When I do a trap out I put a frame of brood with eggs so the can make a new queen in the nuc box (I use a nuc box cause its lighter) if you get a good seal on the cone the nuc will be full of bees in 2 days or less then you will need a new one with another frame of brood.


----------



## Ben Franklin (May 3, 2011)

When you use a cone or escape do you requeen right a way?


----------



## honeyman46408 (Feb 14, 2003)

NO that is why I use a frame with eggs so they can make a queen, (I am cheap U no)

Last one I did I started 4 new hives.


----------



## alpha6 (May 12, 2008)

Smarter than the bees that Honeyman...AND you don't have to worry about getting the queen out...which rarely happens anyway.


----------



## honeyman46408 (Feb 14, 2003)

alpha6 said:


> Smarter than the bees that Honeyman....

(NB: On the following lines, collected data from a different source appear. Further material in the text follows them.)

Issue #38, opened 2015-10-08
release template files to public domain


mykmelez:
We should release the template files to the public domain, so web developers who use them to bootstrap an app can choose their own license for the app. In some cases, this will require replacing template code that we obtained from other sources (like the GitHub Pages generator). The headers for files in the public domain are at the bottom of this page: https://www.mozilla.org/en-US/MPL/headers/.

PR #96, opened 2015-10-16
[WIP] Offliner integration

delapuente:
@mykmelez do you want to take a look, please?


lib/bootstrap.js
```diff
@@ -16,6 +16,8 @@
 
 'use strict';
 
+var Promise = require("es6-promise").Promise;
```
mykmelez: Since we require Node 0.12 now, Promise should be available already, right?

lib/bootstrap.js
```diff
@@ -110,7 +112,7 @@ function getDefaultTemplateConfig(dir) {
     name: "oghliner-template-app",
     repository: "https://oghliner-template-app.git",
     description: "A template app bootstrapped with oghliner.",
-    license: "Apache-2.0",
+    license: "Apache-2.0"
```
mykmelez: Nit: trailing commas in object literals are fairly conventional in this codebase, so I would leave this one.

lib/offline.js
```diff
@@ -42,7 +45,7 @@ module.exports = promisify(function(config, callback) {
   // Remove the existing service worker, if any, so sw-precache doesn't include
```
mykmelez: Nit: update comments that reference _sw-precache_, like this one, to reference _offliner_ instead.

lib/offline.js
```diff
@@ -58,14 +61,48 @@ module.exports = promisify(function(config, callback) {
...
-      staticFileGlobs: fileGlobs.map(function(v) { return path.join(rootDir, v) }),
-      stripPrefix: rootDir,
-      verbose: true,
-      logger: gutil.log,
-      importScripts: config.importScripts || [],
-      cacheId: cacheId,
-      ignoreUrlParametersMatching: config.ignoreUrlParametersMatching || [/./],
-    }, callback);
+    var absoluteGlobs =
+      fileGlobs.map(function (v) { return path.join(rootDir, v); });
```
mykmelez, line 65: Note that there's no line width restriction for this codebase. Statements like this are welcome to live on one line and exceed 80 columns:

``` js
    var absoluteGlobs = fileGlobs.map(function (v) { return path.join(rootDir, v); });
```

(That said, it's also ok to wrap lines; do whatever feels most readable!)

templates/app/index.html
```diff
@@ -6,7 +6,8 @@
     <title><%= name %></title>
     <meta name="description" content="<%= name %> : <%= description %>">
     <link rel="stylesheet" type="text/css" media="screen" href="styles/stylesheet.css">
-    <script src="scripts/offline-manager.js"></script>
+    <script data-worker="offliner-worker.js" src="lib/offliner/dist/offliner-client.min.js"></script>
+    <script defer src="scripts/index.js"></script>
```
mykmelez: The structure of the &lt;script> tag that enables offlining is a key part of the interface design of Oghliner, especially since its addition to the page(s)/template(s) of a pre-existing app is one of the only parts of the _integrate_ process that is not fully automated. So it's important that it be as simple and straightforward as possible.

Thus there are a few issues here:
1. Renaming the "manager" script to index.js is dangerous, because that name could conflict with another script in a pre-existing app. The original name, or another name that is less likely to conflict, would be better. (Of course this isn't a problem in the template app, but it'd be simpler to keep the name identical regardless of whether the file is being generated by _bootstrap_ or _integrate_.).
2. Renaming the worker script to offliner-worker.js is ok, but the reason I called it offline-worker.js instead of oghliner-worker.js or sw-precache-worker.js is that I didn't want to expose the implementation detail of which node module is being used to generate the code, since that detail is irrelevant to a developer who is looking at a script reference and wondering what the script does.
3. Requiring a developer to add and maintain two script tags instead of one is double the effort, and it's additional effort when one of them has a complicated _src_ path and an additional, nonstandard _data-worker_ attribute. Is it possible to integrate the functionality provided by offliner-client.min.js into the "manager" script, such the developer only has to integrate and maintain a single, simple script reference? It's fine to call it a "client" rather than a "manager", if that's more accurate; the key is just to simplify the code to reduce the developer burden to the absolute minimum. The ideal interface here is: 

``` html
<script src="offline-client.js"></script>
```

(In practice, we end up putting the file into a "scripts/" subdirectory, which is more conventional for web software projects.)

templates/app/lib/offliner/dist/offliner-client.min.js
```diff
@@ -0,0 +1 @@
...t){var n=this._eventListeners[e]||[];n.forEach(function(e){var n=e[0],r=e[1];n.call(r,t)})},_installMessageHandlers:function i(){function e(e){var n=e.data,r=n?n.type:"",s=r.split(":");"offliner"===s[0]&&t._handleMessage(s[1],n)}var t=this;if(!i.done){if("function"==typeof BroadcastChannel){var n=new BroadcastChannel("offliner-channel");n.onmessage=e}else navigator.serviceWorker.addEventListener("message",e);i.done=!0}},_handleMessage:function(e,t){navigator.serviceWorker;"xpromise"===e?this._resolveCrossPromise(t):this._runListeners(e,t)},_has:function(e,t,n){for(var r,s=this._eventListeners[e]||[],i=0;r=s[i];i++)if(r[0]===t&&r[1]===n)return!0;return!1},_xpromise:function(e){return new Promise(function(n,r){function s(e){r(new Error(e))}var i=t++,o={type:"xpromise",id:i,order:e};this._xpromises[i]=[n,s],this._send(o)}.bind(this))},_send:function(e){navigator.serviceWorker.getRegistration().then(function(t){return t&&t.active?t.active.postMessage(e):void warn("Not service worker active right now.")})},_resolveCrossPromise:function(e){var t=this._xpromises[e.id];t?t["rejected"===e.status?1:0](e.value):console.warn("Trying to resolve unexistent promise:",e.id)}}}(this.exports||this);
```
mykmelez: I'm not sure how scripts are typically minimized in gulp build flows, but I suspect that it'd be better to include a non-minimized version of this script in the template and then let the developer minimize the script (and others) at build time.

lib/bootstrap.js
delapuente: Right, confirmed with @brendandahl

templates/app/index.html
delapuente: @mykmelez, answering each item:
1. You're right. I will recover the original name.
2. I think is better to hide the details. I will rename it to the original name as well.
3. Well this is tricky. offliner is a library and it provides a way to communicate with the worker you design (in this case, the worker oghliner automatically writes). This is the client. [It is intended to be controlled by client code](https://github.com/mozilla/oghliner/pull/96/files#diff-6d5cc80376a3a8d696a6bd33cbbc2a9eR25), this is why we use two scripts: one is the library, the other is your code. I have two proposals to solve this:
   1. Add a special `data-autoinstall="true"` to offliner to make it install the worker automatically.
   2. Lazy-load the library in the client code before installing.

What do you think?

mykmelez: > Add a special data-autoinstall="true" to offliner to make it install the worker automatically.
> Lazy-load the library in the client code before installing.

I suggest the latter: lazy-load the library in the client. Then you don't have to change the behavior of _offliner_ right now, and the client can conditionally load the library only if `'serviceWorker' in navigator`, which'll save a network request on clients that don't support it.

delapuente:
Hi @mykmelez , can you give me a second opinion about the changes?

digitarald:
@marco-c could you check this while @mykmelez is out?

lib/offline.js
```diff
@@ -39,10 +42,10 @@ module.exports = promisify(function(config, callback) {
 
   var fileGlobs = config.fileGlobs || ['**/*'];
 
-  // Remove the existing service worker, if any, so sw-precache doesn't include
+  // Remove the existing service worker, if any, so offliner doesn't include
   // it in the list of files to cache.
   try {
-    fs.unlinkSync(path.join(rootDir, 'offline-worker.js'));
+    fs.unlinkSync(path.join(rootDir, 'offliner-worker.js'));
```
mykmelez: This change should also be reverted.

lib/offline.js
```diff
@@ -58,14 +61,48 @@ module.exports = promisify(function(config, callback) {
...
+      return matchings;
+    }, {}));
+  }
+
+  function getFilesAndHashes(files, stripPrefix) {
+    return files
+      .map(function (filepath) {
+        var data = fs.readFileSync(filepath);
+        var hash = getHash(data);
+        return { filepath: filepath.replace(stripPrefix, ''), hash: hash };
```
mykmelez: This will strip the prefix elsewhere in the string, if it doesn't appear at the beginning. That's unlikely, but in the event that it happens, we should avoid it, which you could do with a function second parameter that checks the offset of the string to replace:

```
filepath.replace(stripPrefix, function(v, offset) { if (offset === 0) return ''; });
```

It might also make sense to warn if the prefix isn't at the beginning of the path, unsure.

templates/app/scripts/offliner/safeguard.js
```diff
@@ -0,0 +1,5 @@
+/**
+ * This script exists for your convenience. Requests to this URL are never
+ * intercepted by the generated service worker. It is here to allow you
+ * modify the behaviour of your app even when you cached unintended content.
+ */
```
mykmelez: Can you explain the use case(s) for this? It seems orthogonal to the purpose of this pull request. Perhaps we can consider it in a separate PR?

lib/offline.js
mykmelez: (I'm aware that sw-precache also has this problem. It's also quite the edge case. Still, I'd fix it.)

lib/offline.js
```diff
@@ -58,14 +61,48 @@ module.exports = promisify(function(config, callback) {
...
+      })
+      .map(function (pathAndHash) {
+        return '  "' + pathAndHash.filepath + '" /* ' + pathAndHash.hash + ' */';
+      })
+      .join(',\n');
```
mykmelez: Instead of joining the array into a string here, can we pass the array itself to the template and have the template iterate over it? That would preserve the structure of the data for longer, which is generally safer.

lib/offline.js
delapuente: I'll do.

lib/offline.js
delapuente: Sure.

templates/app/scripts/offliner/safeguard.js
delapuente: Yes, I think it is better to add a separated issue.

delapuente:
Hi @mykmelez , what about another round, please?

lib/offline.js
```diff
@@ -59,29 +61,49 @@ module.exports = promisify(function(config, callback) {
...
-        var stat = fs.statSync(file);
+    stream.on('finish', function () { callback(); });
+    stream.on('error', function (e) { callback(e); });
+  });
 
-        if (stat.isFile() && stat.size > 2 * 1024 * 1024 && staticFileGlobs.indexOf(file) === -1) {
-          gutil.log(gutil.colors.red.bold(file + ' is bigger than 2 MiB. Are you sure you want to cache it? To suppress this warning, explicitly include the file in the fileGlobs list.'));
-        }
+  function flatGlobs(fileGlobs) {
+    return Object.keys(fileGlobs.reduce(function (matchings, fileGlob) {
```
mykmelez, line 80: Nit: matchings -> matches

mykmelez:
Two other issues:
1. The _integrate_ command copies scripts/offline-manager.js into the app and tells the user to load it: https://github.com/mozilla/oghliner/blob/master/lib/integrate.js#L41-L53. But on this branch it would also need to copy all the files in the scripts/offliner/ subdirectory.
2. _offliner_ is licensed under an Apache 2.0 license, but in #38 we plan to release all template files to the public domain, so we would need to be able to release the _offliner_ files in the templates/ directory to the public domain as well.

delapuente:
After talking with @mykmelez, we decided to close this issue without merging and I will be writing the service worker we need to address #154 and #5.

## 

Apart from the legal issue of making all of public domain, which is a minor problem, the main reason is the functionality covered by _offliner_ is beyond the scope of _oghliner_ **v1**. Both _offliner_ and _oghliner_ are trying to provide an application lifecycle from different approaches and both need fine-grain control on service workers. My intention integrating _offliner_ was to provide flexibility while avoiding rethink the application lifecycle but for _oghliner v1_ we want to experiment with a simpler solution more tied to the service worker lifecycle.

Thus, to regain full control on the lifecycle, we are writing our own service worker which will provide the precise functionality we want.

Wouldnt we all like to bee --



> .AND you don't have to worry about getting the queen out...which rarely happens anyway.


I have not done many but have never gotten her


----------



## beeware10 (Jul 25, 2010)

by the time you get them you will earn about $1.oo per hour. that is cheap.


----------



## honeyman46408 (Feb 14, 2003)

Here are the type of screen escapes I use


----------



## Mike Tuggle (Jun 20, 2010)

See... http://forum.beemaster.com/index.php?topic=33439.0 

Mike


----------



## Walliebee (Nov 17, 2006)

Here is a great video on how to construct a cone trapout. 

http://www.youtube.com/watch?v=wTqFbiaD_js

The instructor is one of the founding members of this forum.


----------